PR #1032, opened 2026-08-02
:recycle: Migrate C++ codebase from C++17 to C++20

marcelwa:
## Description

First incremental step in migrating `fiction` from C++17 to C++20: bumps the language standard and applies safe, mechanical C++20 idiom modernizations across the codebase. **Concepts, Modules, and Coroutines are explicitly out of scope** for this pass and are left untouched, to be tackled separately.

### What changed

- **Language standard**: default `CMAKE_CXX_STANDARD` bumped to 20 (root `CMakeLists.txt`, vendored `graph-coloring` lib); docs (`AGENTS.md`, `README.md`) updated to say C++20.
- **Salvaged the old `c++20` spike branch**: cherry-picked its still-relevant, non-Concepts commits (`.clang-format` C++20 style, spaceship-operator and aggregate-init examples) rather than discarding 20 months of prior intent; its Concepts-based commits and one badly stale conflict were dropped.
- **New reference doc**: `docs/cpp20-modernization-guide.md` — a token-efficient cheat sheet (name + example + cppreference link per feature) used to keep the modernization pass consistent and scoped.
- **Modernization pass** across `include/fiction/**` and matching `test/**`, applied per-subdirectory:
  - `std::ranges` algorithms replacing `algo(c.begin(), c.end(), ...)` full-container calls (the largest share of changes)
  - `std::erase`/`std::erase_if` replacing the erase-remove idiom
  - Designated initializers for params-struct construction
  - `operator<=>` / `= default` for comparison-operator pairs, applied only where memberwise comparison is semantically equivalent to the existing hand-written operators (several candidates were deliberately left hand-written where semantics differed)
  - `using enum` to de-verbosify heavily-qualified enum-class usage
- **Build-verification fixes** (found by doing one full build + test run at the end, per plan, rather than compiling after every edit):
  - 3 iterator-type mismatches (`std::ranges::find`/`lower_bound` returning a non-`const` iterator paired with a `.cbegin()` in the following `std::distance` call)
  - 1 `using enum` on an enum declared locally inside a function template (GCC rejects this as a dependent type) — reverted to explicit qualification
  - 2 **pre-existing, unrelated** `fmt` v12 consteval format-string violations that were blocking the build — fixed with `fmt::runtime(...)` since they were already broken on `main`

### Verification

- Full build (`tests-full` preset, Z3 + Mugen + ALGLIB enabled, experiments excluded — see note below): 359/359 targets, zero errors.
- `ctest`: 119/120 passed. The one failure (`one_pass_synthesis`) is caused by a missing Python `graphviz` package required by the optional Mugen SAT-based solver in this environment — confirmed unrelated to this PR (same dependency warning appears at CMake configure time, and the test never reaches C++ logic before failing on the missing module).
- `experiments/` was excluded from the verification build: it currently fails to compile on `main` too, due to the same pre-existing `fmt` v12 consteval issue in `design_rule_violations.hpp` (fixed here) hitting a code path only `experiments/` exercises via a different call site. Worth a follow-up but out of scope for this PR.

## Checklist:

- [x] I have added appropriate tests and documentation. *(no new tests needed — behavior-preserving idiom pass; added the modernization guide as documentation)*
- [ ] I have created/adjusted the Python bindings for any new or updated functionality. *(no functional changes, so N/A)*
- [ ] I have made sure that all CI jobs on GitHub pass. *(not yet run on this environment's CI — please check on push)*
- [x] The pull request introduces no new warnings and follows the project's style guidelines. *(ran through the repo's `clang-format`/pre-commit hooks throughout)*

## Summary by CodeRabbit

* **New Features**
  * The project now requires and supports C++20.
  * Improved cancellation handling for selected long-running design and simulation operations.

* **Documentation**
  * Added a C++20 modernization guide.
  * Updated setup, project overview, and development guidance to reflect the C++20 requirement.

* **Bug Fixes**
  * Improved formatting reliability for runtime-generated diagnostic and layout output.

### DIFF
--- a/.clang-format
+++ b/.clang-format
@@ -82,6 +82,6 @@ SpacesInCStyleCastParentheses: false
 SpacesInContainerLiterals: false
 SpacesInParentheses: false
 SpacesInSquareBrackets: false
-Standard: c++17
+Standard: c++20
 UseTab: Never
 LineEnding: LF
--- a/.clang-tidy
+++ b/.clang-tidy
@@ -36,6 +36,7 @@ Checks: |
   -readability-identifier-length,
   -readability-isolate-declaration,
   -readability-magic-numbers,
+  -readability-math-missing-parentheses,
   -readability-named-parameter,
   -readability-uppercase-literal-suffix
   -readability-redundant-member-init
--- a/AGENTS.md
+++ b/AGENTS.md
@@ -1,12 +1,12 @@
 # AGENTS.md
 
-You are an expert software architect and engineer specializing in **C++17**, **Python**, and **Field-coupled Nanocomputing (FCN)** design automation. You are working on the `fiction` project.
+You are an expert software architect and engineer specializing in **C++20**, **Python**, and **Field-coupled Nanocomputing (FCN)** design automation. You are working on the `fiction` project.
 
 ## Persona
 
 - **Role**: Core developer and maintainer.
 - **Expertise**:
-  - Modern C++ (C++17 standard).
+  - Modern C++ (C++20 standard).
   - Python bindings using `pybind11`.
   - CMake build systems.
   - FCN technologies (QCA, iNML, SiDB).
@@ -23,7 +23,7 @@ You are an expert software architect and engineer specializing in **C++17**, **P
 ## Project Knowledge
 
 - **Tech Stack**:
-  - **C++**: C++17 (Strict), `clang-format`, `clang-tidy`.
+  - **C++**: C++20 (Strict), `clang-format`, `clang-tidy`.
   - **Python**: Python 3.10+, `pybind11`, `scikit-build-core`, `nox`, `pytest`.
   - **Build System**: CMake 3.23+.
   - **Documentation**: Doxygen.
--- a/CMakeLists.txt
+++ b/CMakeLists.txt
@@ -6,8 +6,8 @@ cmake_minimum_required(VERSION 3.23...4.2)
 
 # Only set the CMAKE_CXX_STANDARD if it is not set by someone else
 if(NOT DEFINED CMAKE_CXX_STANDARD)
-  # Set C++ standard; at least C++17 is required
-  set(CMAKE_CXX_STANDARD 17)
+  # Set C++ standard; at least C++20 is required
+  set(CMAKE_CXX_STANDARD 20)
 endif()
 
 # strongly encouraged to enable this globally to avoid conflicts between
--- a/README.md
+++ b/README.md
@@ -20,7 +20,7 @@
   </picture>
 </p>
 
-This code base provides a C++17 framework for **fi**eld-**c**oupled **t**echnology-**i**ndependent **o**pen
+This code base provides a C++20 framework for **fi**eld-**c**oupled **t**echnology-**i**ndependent **o**pen
 **n**anocomputing developed as part of the _Munich Nanotech Toolkit_ (_MNT_) by the
 [Chair for Design Automation](https://www.cda.cit.tum.de/) at the [Technical University of Munich](https://www.tum.de/).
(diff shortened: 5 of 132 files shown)


marcelwa:
Pushed a follow-up round addressing three specific asks:

**1. `std::jthread` + `std::stop_token`** — replaced all `std::thread` usage across `include/fiction/**` and `experiments/**`. Where a shared `std::atomic<bool>` flag was being polled by worker threads to signal early termination (3 functions in `design_sidb_gates.hpp`), it's now a proper `std::stop_source`/`stop_token` pair.

**2. `std::ranges` completion** — audited `experiments/**` (nothing applicable — no full-container algorithm calls there) and spot-checked `include/`/`test/` for anything the first pass missed; found and converted a few (an inconsistent reverse-scan in `sidb_cluster_hierarchy.hpp`, a shuffle pattern in `graph_oriented_layout_design.hpp`).

**3. Compound (designated) initialization completion** — extended the same "construct + set N fields" → designated-initializer pattern into `experiments/**` (previously out of scope) and a few more `include/`/`test/` spots.

**Docs** — added a `std::jthread`/`std::stop_token` entry to `docs/cpp20-modernization-guide.md`; updated `docs/about.rst` and `docs/getting_started.rst`, which still described the project as C++17.

**Verification** — this round also enabled `FICTION_EXPERIMENTS=ON` in the build for the first time (previously excluded). That surfaced 3 categories of real issues, all fixed:
- `mockturtle::cut_rewriting_params` and `fiction::sidb_simulation_parameters`/`sidb_simulation_result` are non-aggregate types (user-declared constructors), so designated initializers don't apply to them — reverted those specific sites to construct-then-assign or positional-constructor form.
- One more pre-existing (unrelated to this PR) `fmt` v12 consteval format-string violation in `cell_ports.hpp`, only reachable via an experiments/-only code path.

Full build with experiments enabled: 519/519 targets, zero errors. `ctest`: 119/120 (same pre-existing, unrelated `one_pass_synthesis` failure as before, due to a missing Python `graphviz` package).

marcelwa:
## CodeRabbit review — fixes applied

Addressed all 7 open threads:

1. **`coordinates.hpp` — `cube::coord_t::operator<=>` ordering regression (🟠 Major)**: the defaulted `<=>` compared `d` (dead flag) first, so a live and dead coordinate at the same position stopped being order-equivalent, unlike the original hand-written `operator<`. Hand-wrote `operator<=>` (returning `std::weak_ordering` over z/y/x only, dead flag ignored) plus a separate `operator==` respecting the dead flag — restoring the exact original semantics. Added a regression test.
2. **`stl_utils.hpp` — missing `<algorithm>` include**: added; `std::ranges::find` was only reachable via a transitive include.
3. **`write_location_and_ground_state.cpp` / `write_svg_layout.cpp` — UB passing signed `char` to `::isspace`**: cast to `unsigned char` in both erase_if predicates.
4. **`vendors/graph-coloring/CMakeLists.txt` — modified vendored file (🟠 Major, policy violation)**: reverted to `C++17`; this vendored subproject compiles fine as its own translation units regardless of the parent project's standard, so there was no need to touch it.
5. **Modernization guide — `m.find(k)` example**: noted the `m.end()` precondition.
6. **Modernization guide — `std::jthread` "fire-and-forget" wording**: corrected; the destructor requests stop and joins, it doesn't detach.
7. **Skipped**: the missing-Doxygen finding on `bestagon.cpp`'s `main`, `generate_edge_intersection_graph_impl::run`, and `sat_coloring_handler`'s constructor. Checked — this matches the codebase's established, consistent convention: `experiments/**`'s `main()` functions and internal `*_impl`/handler classes' constructors and `run()` methods are never Doxygen-documented anywhere in the repo (only the public API surface is); these three predate this PR and weren't newly introduced undocumented.

All changes verified by building and running the affected test binaries locally.

PR #1037, opened 2026-08-03
:wastebasket: Deprecate functions from `v0.7.1`

marcelwa:
## Summary

Reintroduces deprecation markers that were originally prepared on `deprecated-since-0.7.0` but never merged before v0.7.0 shipped. Since v0.7.0 is already public without these warnings, the deprecation window is shifted by one patch release: **deprecated since 0.7.1, removed in 0.8.0**.

Nothing is functionally removed here — this only adds `[[deprecated]]` attributes, doc comments, and CLI-help notices to:

- `qca_energy_dissipation()`
- `one_pass_synthesis()`
- `jump_point_search()`
- `range_t`
- `exhaustive_ground_state_simulation()` (C++ and pyfiction binding)

Cherry-picked from the stale `deprecated-since-0.7.0` branch and rebased onto current `main`, resolving conflicts from the CLI build restructuring (#854) that moved several `cli/cmd/**/*.hpp` files into `include/` and `src/` subdirectories.

## Test plan

- [ ] CI build/test suite passes
- [ ] `pyfiction-docstring-generator` workflow regenerates `pybind11_mkdoc_docstrings.hpp` on push
- [ ] Confirm CMakeLists version bump to 0.7.1 happens as part of the normal release process before this ships

## Summary by CodeRabbit

* **Deprecations**
  * Deprecated the `onepass` command; use `exact` instead. Removal is planned for version 0.8.0.
  * Deprecated energy commands and energy-dissipation APIs; removal is planned for version 0.8.0.
  * Deprecated legacy path-finding, physical-design, simulation, and range APIs.
  * Deprecated the `EXGS` simulation mode; use `QUICKEXACT` instead.
  * Added migration guidance for `a_star()`, `exact_physical_design()`, and `quickexact()`.
  * Deprecation warnings now appear during compilation when affected APIs are used.
  * Updated command-line and Python API documentation with the deprecation guidance.

### DIFF
--- a/.clang-format
+++ b/.clang-format
@@ -82,6 +82,6 @@ SpacesInCStyleCastParentheses: false
 SpacesInContainerLiterals: false
 SpacesInParentheses: false
 SpacesInSquareBrackets: false
-Standard: c++17
+Standard: c++20
 UseTab: Never
 LineEnding: LF
--- a/.github/renovate.json5
+++ b/.github/renovate.json5
@@ -72,7 +72,7 @@
       matchDepNames: [
         "sphinx"
       ],
-      matchCurrentVersion: "==8.1.3",
+      matchCurrentVersion: "8.1.3",
       enabled: false
     },
     {
--- a/.github/renovate.json5
+++ b/.github/renovate.json5
@@ -17,6 +17,96 @@
     "pre-commit",
     "pep621",
     "dockerfile",
+    "custom.regex",
+  ],
+  customManagers: [
+    {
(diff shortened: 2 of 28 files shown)


marcelwa:
Abandoning the deprecate-then-remove-later approach in favor of removing these functions outright in #1043 (still v0.x.y, so the extra deprecation-window overhead isn't worth it). `exhaustive_ground_state_simulation()`/ExGS is the one exception — it stays untouched, neither deprecated nor removed, since it's too deeply embedded to safely remove right now.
+ + + + + + +
▶ What needs to be done:
Everything above from the line containing "7. **Skipped**: the" down to the line containing "instead. Removal is planned for version 0.8.0." should be copied exactly, both end lines included, and nothing else.

▶ Task response:
7. **Skipped**: the missing-Doxygen finding on `bestagon.cpp`'s `main`, `generate_edge_intersection_graph_impl::run`, and `sat_coloring_handler`'s constructor. Checked — this matches the codebase's established, consistent convention: `experiments/**`'s `main()` functions and internal `*_impl`/handler classes' constructors and `run()` methods are never Doxygen-documented anywhere in the repo (only the public API surface is); these three predate this PR and weren't newly introduced undocumented.

All changes verified by building and running the affected test binaries locally.

PR #1037, opened 2026-08-03
:wastebasket: Deprecate functions from `v0.7.1`

marcelwa:
## Summary

Reintroduces deprecation markers that were originally prepared on `deprecated-since-0.7.0` but never merged before v0.7.0 shipped. Since v0.7.0 is already public without these warnings, the deprecation window is shifted by one patch release: **deprecated since 0.7.1, removed in 0.8.0**.

Nothing is functionally removed here — this only adds `[[deprecated]]` attributes, doc comments, and CLI-help notices to:

- `qca_energy_dissipation()`
- `one_pass_synthesis()`
- `jump_point_search()`
- `range_t`
- `exhaustive_ground_state_simulation()` (C++ and pyfiction binding)

Cherry-picked from the stale `deprecated-since-0.7.0` branch and rebased onto current `main`, resolving conflicts from the CLI build restructuring (#854) that moved several `cli/cmd/**/*.hpp` files into `include/` and `src/` subdirectories.

## Test plan

- [ ] CI build/test suite passes
- [ ] `pyfiction-docstring-generator` workflow regenerates `pybind11_mkdoc_docstrings.hpp` on push
- [ ] Confirm CMakeLists version bump to 0.7.1 happens as part of the normal release process before this ships

## Summary by CodeRabbit

* **Deprecations**
  * Deprecated the `onepass` command; use `exact` instead. Removal is planned for version 0.8.0.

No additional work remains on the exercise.